Ilya Ilf, Russian Orthodox Church, Orthodox Renovationism, Renovationist Church, Renovationist Split, «Living Church», Russian literature, Olga Forsh, Sergei Yesenin, Evgeny Petrov


« – Господи, – сказала матушка, посягая на локоны отца Федора, – неужели, Феденька, ты к обновленцам перейти собрался?

Такому направлению разговора отец Федор обрадовался.

– А почему, мать, не перейти мне к обновленцам? А обновленцы что, не люди?

– Люди, конечно, люди, – согласилась матушка ядовито, – как же, по иллюзионам ходят, алименты платят…

– Ну, и я по иллюзионам буду бегать.

– Бегай, пожалуйста.

– И буду бегать» [7].

Эта история про перевоплощение отца Федора (персонаж знаменитого произведения И. Ильфа и Е. Петрова) стала уже давно хрестоматийной, а изречения самого батюшки, бросившегося на поиски сокровищ мадам Петуховой, крылатыми. Однако за всей этой сценой стоит не только сатирической образ священника, которого алчность заставила сбросить рясу, но события и явления, куда более сложные, масштабные и драматичные.
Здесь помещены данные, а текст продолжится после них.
PR #500, opened 2019-11-18
Improve on some CI issues

djc:
Not quite sure why `local_addr` and `echo_v6` are failing under tarpaulin only...


quinn/benches/bench.rs
```diff
@@ -162,7 +162,7 @@ impl Context {
                         while let Some(_) = stream.read_unordered().await.unwrap() {}
                     }
                 }
-                    .instrument(error_span!("server")),
+                .instrument(error_span!("server")),
```
Ralith: Looks like this makes stable rustfmt sad, so we can't merge as-is.

Ralith:
> Not quite sure why local_addr and echo_v6 are failing under tarpaulin only...

That is very strange; afaict they both bind only the wildcard port, so that error should be impossible if anything else works. Does it happen consistently?

djc:
Ditched the formatting commit, please have another look.

PR #504, opened 2019-11-19
Use anyhow instead of failure in examples

Ralith:
Anyhow was already in our dev-depgraph and is more modern and actively maintained.


djc:
Yeah, sounds good. Needs a rebase now...

Ralith:
Rebased.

В 1920-е годы Русскую православную церковь потряс обновленческий раскол. Он стал свидетельством не только ее потребностей в глубоких догматических, канонических и литургических реформах, но и многовековых болезней русской церкви – сервилизма, карьеризма, стяжательства и бюрократизации. Оформление раскола произошло не без участия специальных государственных структур, которые использовали внутрицекрковные разногласия в своей антирелигиозной политике, вовлекая в этот конфликт людей, дискредитировавших саму обновленческую идею. Как следствие, в исследовательской литературе существуют совершенно противоположные оценки обновленчества советского периода. Они варьируются от его обвинений в «ереси модернизма», религиозной / церковной реакции и предательстве интересов русской церкви, до понимания данного феномена в качестве модификации религиозно-реформаторского движения, имевшего целью укрепление позиций православия и православной церкви в новых социально-политических и культурных условиях [1,3,8,11,12,13,17,18].
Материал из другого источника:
PR #505, opened 2019-11-19
Added 'pub (crate)' where possible quinn-proto.

TimonPost:
From the https://github.com/djc/quinn/issues/444 discussion, @Ralith said "I'm not necessarily opposed to it.", which was about improving encapsulation, therefore I decided to create this PR.

**Changes:**
- Added `pub(crate)` where possible `quinn-proto`. 

**Motivation:**
* I always prefer to limit the access and only expose public when needed. 
* All updated types are not used outside the crate and are not re-exported
* Reads cleaner, because the reader can know whether a type is used outside the crate or not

Этот разброс мнений говорит о том, что обновленчество советского периода это многоликое явление, в котором нашли соединение разнонаправленные элементы, конгломерат различных идей и людей, что было обусловлено чрезвычайной сложностью исторической эпохи, его непростым социальным и культурным контекстом. По этой причине, известный исследователь обновленческого движения 1920-х гг., А. Э. Краснов-Левитин, выделяет в нем четыре основные группы: «Первая – самая многочисленная – те самые батюшки требоисправители. Вторая – прохвосты, присоединившиеся к обновленчеству, в погоне за быстрой карьерой, спешившие воспользоваться свободой нравов, дозволенной обновленцам... Третья – идейные модернисты, искренне стремившиеся к обновлению церкви. Эти жили впроголодь, ютились в захудалых приходах, теснимые властями и своим духовным начальством и не признанные народом. Они почти все кончили в лагерях. Четвертая – идеологи обновленчества. Блестящие, талантливые честолюбивые люди, выплывшие на гребне революционной волны (так сказать, церковные Бонапарты)»[10, с. 118].
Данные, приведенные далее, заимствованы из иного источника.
PR #510, opened 2019-11-21
Don't create new connections if we're running low on connection IDs

Ralith:


quinn-proto/src/endpoint.rs
```diff
@@ -353,6 +353,13 @@ where
         remote: SocketAddr,
         server_name: &str,
     ) -> Result<(ConnectionHandle, Connection<S>), ConnectError> {
+        if self.config.local_cid_len <= 4
```
djc: Since this check is moderately complicated and appears twice, maybe factor it out? Also, couldn't we do similar checks for longer `local_cid_len`s?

Этот факт не остался незамеченным и для русской литературы 1920-х гг., которая не только отразила, но и подчеркнула многие противоречивые, порочные, а зачастую и трагичные стороны этого феномена.

Значительное место проблеме обновленчества уделено в творчестве русской советской писательницы О. Д. Форш. Так в рассказе «Для базы», впервые опубликованном в 1924 году, она повествует о судьбе провинциального малограмотного дьякона по имени Мардарий, случайно оказавшегося в Москве, но мечта, которого оживлять жизнь «новым религиозным сознанием», привела его в лагерь обновленцев:

«Дьякон Мардарий в столице больше слыхал о том новом, что творилось в церковных кругах, но, как и в Дубовой Луке, это все были злые сплетни, а сам он еще приблизиться к делу не мог. Приход его был из “мертвых” (сторонники патриарха Тихона (Белавина) – Д. Г.), и батюшка в проповедях норовил завернуть про последние дни и печать Антихриста. Конечно, все это с указанием на далекое прошлое Византии и гонение императора – арианина.

Но преотлично все знали, где сия Византия и кто будет сей арианин. А управдом Сютников, между всем прочим, и богоспец, он проведал всю платформу живцов: и кому будут давать красные митры, и кто замечен в «сокрытии ценностей», и сколь много вдовых попов с разрешения ВЦУ (обновленческое Высшее Церковное Управление – Д.Г.) поженились.

Он же приносил живцовский [5] «журнал для всех» с подсчетом на полях, сколько раз упомянуто слово “экс-пло-а-та-ция”, и прочие советские митинговые слова, вместо прежних слов божественных. А последний листок, богоспец Сютников вырезал и наклеил на твердый картон. Это было объявление о дешевой продаже плащаниц, подсвечников и хоругвий с плагиатным от гостиного двора выкриком, вроде рекламы крест на крест: «Все для церквей»!

Сютников, злорадно хихикая, берег этот листок для каких-то иных времен. А дьякону Мардарию одно любопытство: – самому поглядеть, удостовериться, точно ли живцы – антихристы? Прочтя как то раз о “совместном” выступлении, все дела неотложные бросил, в партикулярный свой костюмчик оделся, волосы шарфиком обвязал. – Хоть и модны “стрижи”, а не всякому просто, поднять руки на волосы. Молитва над ними.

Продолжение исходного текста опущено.